It was from the first of these meanings, the cost of the hire of a ship, that the word tonnage came into use as an alternative to burthen. Although tonnage was still theoretically based on the number of tuns of wine that a ship could carry in its holds, it became necessary, both for taxation purposes and for calculating the harbour dues payable by a ship, to devise a rough and ready formula by which the tonnage could be quickly calculated. It was found, in the general design of ships of those early days, that the vessel's length in feet, multiplied by its maximum beam in feet, multiplied by the depth of its hold below the main deck in feet, with the product divided by 100, gave a reasonably accurate measurement of its tonnage, and this was the formula used for measuring warships as well as merchant vessels.

In 1694, when a law was introduced in Britain requiring the marking of a waterline on merchant ships, both when in ballast and fully laden, this tonnage formula was officially adopted, though marginally amended to make the product of length, beam, and depth divisible by 94 instead of 100. This remained the standard of ship measurement until 1773, when more accurate limits of measurement were established by a formula known as the Builders Old Measurement (BOM). This remained in force until the advent of iron for shipbuilding and steam propulsion revolutionized the design and shape of ships.

The BOM served its purpose well for the typical bluff-bowed, full-bodied ship of the timber and sail era but had no relevance to the longer, finer hulls of the iron ship in which the ratio of length to beam increased from the average three to one to four, five, and even six to one.
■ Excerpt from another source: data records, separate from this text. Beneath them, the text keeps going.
Issue #2900, opened 2026-04-24
Support 1D convolution in HEIR


j2kun:
This ticket is to support `linalg.conv_1d` in the HEIR compiler. This came up because Marc from Belfort was trying to lower a torch model that used 1d convolution. Together we did a deep dive on the layout system and he will contribute the implementation.

The basic idea is to reduce conv1d to Halevi-Shoup matvec with sparse diagonals, similar to the conv2d work.

The outline of supporting it:

- Add a filter-to-undiagonalized-matrix layout relation in lib/Utils/Layout, and then compose it with the matrix diagonalization relation
- Add a new function in lib/Kernel/KernelImplementation.h that constructs the arithmetic dag for the conv1d kernel, and uses `implementHaleviShoup` as a subroutine. This can be used to run the resulting kernel on test data by instantiating the template type for the ArithmeticDag with a concrete type (std::vector<int>) and using EvalVisitor in a unit test.
- Add a new RewritePattern in ConvertToCiphertextSemantics.cpp (similar to the one for [conv2d](https://github.com/google/heir/blob/d0c64c24bff045d4182103dc103a0335dad0aab8/lib/Transforms/ConvertToCiphertextSemantics/ConvertToCiphertextSemantics.cpp#L811)) that lowers conv1d using the arithmetic dag, and guards this by the kernel attribute (KernelName::MatvecDiagonal).
- Add support for conv1d in `layout-propagation` (I think this should be easy because the ciphertext input does not change its layout after going through this kernel).
- [optional]: Implement LayoutConversionHoistableOpInterface for linalg.conv_1d, which allows layout conversions to be hoistable through this op in `layout-optimization`.

j2kun:
CC @mdgrs @AlexanderViand

j2kun:
I was looking at the linalg dialect today and noticed that `padding` is not an attribute on most (all?) of the convolution ops. Since we talked about padding in the draft of #2899, I am wondering how @AlexanderViand or @mdgrs saw padding materialize in the IR?

mdgrs:
I also saw 0 instance of padding in the convolution operations for the linalg dialect. My superficial understanding is that one would use a PadOp to add actual padding to the tensor in one of the passes. See https://github.com/llvm/llvm-project/blob/b48aa05f399d16faf90475cfb8131ae8693d8f97/mlir/lib/Dialect/Linalg/TransformOps/LinalgTransformOps.cpp#L2090

[...]

PR #2919, opened 2026-05-05
Add support for conv1D, second step

mdgrs:
Add support for lowering linalg.conv_1d

I wanted to keep things small, but when digging around the lowering from pytorch, I saw other variants as well (one of linalg.conv_1d_ncw_fcw or linalg.conv_1d_nwc_wcf ), so I expect to have a follow up PR adding support for these as well, much like right now there is conv_2d and conv_2d_nchw_fchw .

This is related to #2900 , but I would wait for this follow up work before closing the issue

Regarding the last point of that issue:
```
[optional]: Implement LayoutConversionHoistableOpInterface for linalg.conv_1d, which allows layout conversions to be hoistable through this op in layout-optimization.
```

I started thinking about this, but I am not too sure how to proceed. I understand that a permutation of the packed data vector will induce a permutation of the columns of the filter matrix. This should be possible. However, I think we can have cases where this column permuted filter matrix cannot be lowered to a conv_1d operator (for example if you rotate the data vector).

One solution would be to completely replace the conv1D op with a MatVec op and use the current machinery, but I wanted to check with you, make sure it doesn't break anything else. I wrote a possible implementation in the last commit, but didn't find a good place to test this. If you want to keep it, I would appreciate a suggestion :)

### DIFF
--- a/lib/Kernel/Kernel.cpp
+++ b/lib/Kernel/Kernel.cpp
@@ -25,10 +25,10 @@ static std::unordered_map<KernelName, std::vector<std::string>>
     correspondingOp = {
         {KernelName::MatvecNaive, {"linalg.matvec"}},
         {KernelName::MatvecDiagonal,
-         {"linalg.matvec", "linalg.conv_2d_nchw_fchw"}},
+         {"linalg.matvec", "linalg.conv_2d_nchw_fchw", "linalg.conv_1d"}},
         {KernelName::VecmatDiagonal, {"linalg.vecmat"}},
         {KernelName::MatmulDiagonal, {"linalg.matmul"}},
-        {KernelName::MatmulDiagonal, {"linalg.conv2d"}},
+        {KernelName::MatmulDiagonal, {"linalg.conv_2d"}},
         {KernelName::MatmulBicyclic, {"linalg.matmul"}},
         {KernelName::Dot, {"linalg.dot"}},
 };
--- a/lib/Transforms/ConvertToCiphertextSemantics/ConvertToCiphertextSemantics.cpp
+++ b/lib/Transforms/ConvertToCiphertextSemantics/ConvertToCiphertextSemantics.cpp
@@ -878,6 +878,136 @@ struct ConvertLinalgMatvecLayout
   bool unrollKernels;
 };
 
+struct ConvertLinalgConv1D
+    : public ContextAwareOpConversionPattern<linalg::Conv1DOp> {
+ public:
+  using ContextAwareOpConversionPattern<
+      linalg::Conv1DOp>::ContextAwareOpConversionPattern;
+
+  ConvertLinalgConv1D(
+      const ContextAwareTypeConverter& contextAwareTypeConverter,
+      MLIRContext* context, bool unrollKernels = true)
+      : ContextAwareOpConversionPattern(contextAwareTypeConverter, context,
+                                        /*benefit=*/10),
+        unrollKernels(unrollKernels) {}
+
+  LayoutAttr getLayoutAttr(Value value) const {
+    auto layoutLookup = getTypeConverter()->getContextualAttr(value);
+    if (failed(layoutLookup)) {
+      return nullptr;
+    }
+    return dyn_cast<LayoutAttr>(layoutLookup.value());
+  }
+
+  bool supportsExpandedHaleviShoup(linalg::Conv1DOp op,
+                                   OpAdaptor adaptor) const {
+    Value filter = adaptor.getInputs().back();
+    auto materializedFilterType = cast<RankedTensorType>(filter.getType());
+
+    // If one of these dimensions is not a power of two, then we can't do
+    // the Halevi-Shoup or Squat Packing Matrix Multiplication conversion.
+    auto dimensions = materializedFilterType.getShape();
+    int64_t numRows = dimensions[0];
+    int64_t numCols = dimensions[1];
+    bool isPowerOfTwoDims = isPowerOfTwo(numRows) && isPowerOfTwo(numCols);
+
+    auto kernelAttr = op->getAttrOfType<secret::KernelAttr>(
+        secret::SecretDialect::kKernelAttrName);
+    bool isConv1dAsMatvec =
+        kernelAttr && kernelAttr.getName() == KernelName::MatvecDiagonal;
+
+    LLVM_DEBUG(llvm::dbgs()
+               << "supports expanded conv1d as matvec with halevi-shoup: "
+               << "isPowerOfTwoDims=" << isPowerOfTwoDims
+               << " isConv1dAsMatvec=" << isConv1dAsMatvec << "\n");
+
+    return isPowerOfTwoDims && isConv1dAsMatvec;
+  }
+
+  void haleviShoupKernel(
+      linalg::Conv1DOp op, OpAdaptor adaptor,
+      ContextAwareConversionPatternRewriter& rewriter) const {
+    LLVM_DEBUG(llvm::dbgs()
+               << "Converting linalg.conv1d op with halevi shoup kernel: " << op
+               << "\n");
+
+    TypedValue<RankedTensorType> data =
+        cast<TypedValue<RankedTensorType>>(adaptor.getInputs()[0]);
+    SSAValue vectorLeaf(data);
+    TypedValue<RankedTensorType> filter =
+        cast<TypedValue<RankedTensorType>>(adaptor.getInputs()[1]);
+    SSAValue matrixLeaf(filter);
+
+    // The original matrix shape is the shape of the expanded filter before
+    // diagonalization.
+    RankedTensorType expandedMatrixType = get1dConvFilterExpandedType(
+        cast<RankedTensorType>(op.getInputs()[1].getType()),
+        cast<RankedTensorType>(op.getInputs()[0].getType()), /*stride=*/1,
+        /*padding=*/0);
+
+    // Collect any zero diagonals of the filter matrix.
+    LayoutAttr filterLayout = getLayoutAttr(adaptor.getInputs()[1]);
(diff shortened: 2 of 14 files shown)


j2kun:
> However, I think we can have cases where this column permuted filter matrix cannot be lowered to a conv_1d operator (for example if you rotate the data vector).

I don't quite follow this part. If the data vector is rotated, then the kernel for the conv_1d is unchanged (it still reduces to a matvec), so long as the filter matrix is packed differently (and as you mentioned, the different packing would require rotating the columns of the expanded filter matrix).

mdgrs:
> > However, I think we can have cases where this column permuted filter matrix cannot be lowered to a conv_1d operator (for example if you rotate the data vector).
> 
> I don't quite follow this part. If the data vector is rotated, then the kernel for the conv_1d is unchanged (it still reduces to a matvec), so long as the filter matrix is packed differently (and as you mentioned, the different packing would require rotating the columns of the expanded filter matrix).

Sorry for not being very clear. What I mean is that this new MatVec cannot be written as a Conv1D (I misused lowered). As an example:

Data vector: [1,2,3,4,5]
Filter: [0,1,2]
Resulting vector: [8, 11, 14]

For the new datavector [5,1,2,3,4], I cannot write this as a Conv1D([0,1,2], [5,1,2,3,4])   (or I think any other kernel). I.e. the sliding of the kernel does fit with the rotation of the data vector. I can however write it as a MatVec and forget it ever came from a Conv1D

j2kun:
> Sorry for not being very clear. What I mean is that this new MatVec cannot be written as a Conv1D (I misused lowered). As an example:
> 
> Data vector: [1,2,3,4,5]
> Filter: [0,1,2]
> Resulting vector: [8, 11, 14]
> 
> For the new datavector [5,1,2,3,4], I cannot write this as a Conv1D([0,1,2], [5,1,2,3,4])   (or I think any other kernel). I.e. the sliding of the kernel does fit with the rotation of the data vector. I can however write it as a MatVec and forget it ever came from a Conv1D

It should not be necessary to do this. The operation is still semantically the original conv1d, and all that is changing is the packed layout of the data vector. With respect to that new packing, you only need to specify how the layout of the other arguments (the filter) changes to accommodate, which as you mentioned is applying the same permutation to the columns of the expanded filter matrix.

lib/Kernel/Kernel.cpp
```diff
@@ -25,9 +25,10 @@ static std::unordered_map<KernelName, std::vector<std::string>>
     correspondingOp = {
         {KernelName::MatvecNaive, {"linalg.matvec"}},
         {KernelName::MatvecDiagonal,
-         {"linalg.matvec", "linalg.conv_2d_nchw_fchw"}},
+         {"linalg.matvec", "linalg.conv_2d_nchw_fchw", "linalg.conv_1d"}},
         {KernelName::VecmatDiagonal, {"linalg.vecmat"}},
         {KernelName::MatmulDiagonal, {"linalg.matmul"}},
+        // FIXME is there a _ missing in linalg.conv_2d
         {KernelName::MatmulDiagonal, {"linalg.conv2d"}},
```
j2kun: @asraa isn't it missing a `_` ?

lib/Transforms/LayoutPropagation/LayoutPropagation.cpp
```diff
@@ -592,6 +595,81 @@ LogicalResult LayoutPropagation::visitOperation(MatvecOp op) {
...
+  }
+
+  MLIRContext* ctx = &getContext();
+  mlir::IRRewriter builder(ctx);
+
+  // TODO(#1597): a layout optimizer should really be selecting the
+  // layout instead of this pass.
+  LayoutAttr dataLayout = assignedLayouts.at(data);
+  // I should remove this since vector layout is always row major!
+  // FIXME
```
j2kun: I agree but I think it's acceptable to be defensive and leave this branch in

tests/Examples/openfhe/ckks/conv_1d/conv_1d_test.cpp
```diff
@@ -0,0 +1,45 @@
...
+
+TEST(Conv1DTest, RunTest) {
+  auto cryptoContext = conv_1d__generate_crypto_context();
+  auto keyPair = cryptoContext->KeyGen();
+  auto publicKey = keyPair.publicKey;
+  auto secretKey = keyPair.secretKey;
+  cryptoContext = conv_1d__configure_crypto_context(cryptoContext, secretKey);
+
+  // ct is a length 8 input vector
+  std::vector<float> m(8, 0.1f);
```
j2kun: It would be slightly more robust to have non-uniform values for the input and filter.

tests/Transforms/layout_propagation/conv1d.mlir
```diff
@@ -0,0 +1,26 @@
...
+// CHECK: #kernel = #secret.kernel<name = "MatvecDiagonal", force = false>
+// CHECK: @conv1d
+// CHECK-SAME: %[[arg0:.*]]: !secret.secret<tensor<5xf32>> {tensor_ext.layout = [[rm_layout:.*]]}) ->
+func.func @conv1d(%arg0: !secret.secret<tensor<5xf32>>) -> !secret.secret<tensor<3xf32>> {
+  %cst = arith.constant dense<0.000000e+00> : tensor<3xf32>
+  // CHECK: %[[out:.*]] = arith.constant dense<0.00
+  // CHECK: %[[filter:.*]] = arith.constant
+  // CHECK-SAME: tensor<3xf32>
+
+  // Assign a layout to the matrix and bias
```
j2kun:
```suggestion
  // Assign a layout to the filter and input
```

lib/Transforms/ConvertToCiphertextSemantics/ConvertToCiphertextSemantics.cpp
```diff
@@ -808,6 +808,141 @@ struct ConvertLinalgMatvecLayout
...
+    // the Halevi-Shoup or Squat Packing Matrix Multiplication conversion.
+    auto dimensions = materializedFilterType.getShape();
+    int64_t numRows = dimensions[0];
+    int64_t numCols = dimensions[1];
+    bool isPowerOfTwoDims = isPowerOfTwo(numRows) && isPowerOfTwo(numCols);
+
+    // TODO(#1578): If the matrix has more rows than columns, what kernel
+    // should be used?
+    bool isMatrixCompatible = numRows <= numCols;
+
```
j2kun: https://github.com/google/heir/pull/2920 removes the need for this guard.

lib/Transforms/ConvertToCiphertextSemantics/ConvertToCiphertextSemantics.cpp
```diff
@@ -808,6 +808,141 @@ struct ConvertLinalgMatvecLayout
...
+    SSAValue matrixLeaf(filter);
+
+    // The original matrix shape is the shape of the expanded filter before
+    // diagonalization.
+    RankedTensorType expandedMatrixType = get1dConvFilterExpandedType(
+        cast<RankedTensorType>(op.getInputs()[1].getType()),
+        cast<RankedTensorType>(op.getInputs()[0].getType()), /*stride=*/1,
+        /*padding=*/0);
+
+    // Collect any zero diagonals of the filter matrix.
```
j2kun, line 948: I was thinking about this offhand, when the stride is > 1, the data values will be skewed in the expanded filter matrix in such a way that will mess up the sparsity of this kernel.

e.g. a stride of 2 might produce something like

```
1 1 1 0 0 0 0 0 0 ...
0 0 1 1 1 0 0 0 0 ...
0 0 0 0 1 1 1 0 0...
```

Which has many more diagonals than the corresponding stride 1 kernel. I guess that is compensated for by having fewer total multiplications, but still I'd expect there is a more optimal kernel hidden somewhere here. Nothing immediate for this PR, but something to keep in mind if your application of interest has a larger stride.

j2kun (changes requested):
This looks good, modulo a few nitpicks and the currently failing build.

mdgrs:
> It should not be necessary to do this. The operation is still semantically the original conv1d, and all that is changing is the packed layout of the data vector. With respect to that new packing, you only need to specify how the layout of the other arguments (the filter) changes to accommodate, which as you mentioned is applying the same permutation to the columns of the expanded filter matrix.

Ok yes, that makes sense. Since I am using MatvecDiagonal when converting to ciphertext semantics ( here https://github.com/google/heir/pull/2919/changes#diff-fefcb9de49a7ea688cc6c183d7a0d10c5f51d971df655f0fe30e925530d3a67fR850 ) , I changed the hoisting to also use MatvecDiagonal instead of MatvecNaive (I guess it would break otherwise, because it would be the wrong kernel?)

lib/Kernel/Kernel.cpp
asraa: !!! I cna't tell you at all why the e2e tests for linalg.conv_2d https://github.com/google/heir/blob/e83b861ec71e29c69d2b1a9614320a11024c8cdd/tests/Examples/openfhe/ckks/conv_2d/conv_2d.mlir#L6 are passing... we indeed annotate it with MatmulDiagonal... https://github.com/google/heir/blob/e83b861ec71e29c69d2b1a9614320a11024c8cdd/tests/Transforms/layout_propagation/conv2d.mlir#L18

i'll run through mlir print-ir-after-all very confusing

mdgrs: The only place I see `isSupportedKernel` being used is when trying to apply the hoisting:

https://github.com/google/heir/blob/69a6af0241a8ecd4dd7bbbfcbea3797cc077e333/lib/Transforms/LayoutOptimization/LayoutOptimization.cpp#L148

j2kun (approved):
LGTM!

In place of the old BOM a new calculation, known as Moorsom's Rule, devised by the Admiralty at the request of the Board of Trade in the mid-19th century, was introduced. The total capacity of a ship's hull below the upper deck was calculated in cubic feet and, by dividing it by 100, the resultant figure became known as a ship's gross tonnage.

But this figure did not, of course, bear very much resemblance to its cargo-carrying capacity, since it was calculated on the total hull space below the ship's upper deck and made no allowance for space taken up by crew's quarters, ship's stores, fuel, engines, etc. So a second calculation was made of the capacity in cubic feet of these spaces and, still taking 100 cubic as equivalent to one ton, was deducted from the figure of its gross tonnage to give a net tonnage.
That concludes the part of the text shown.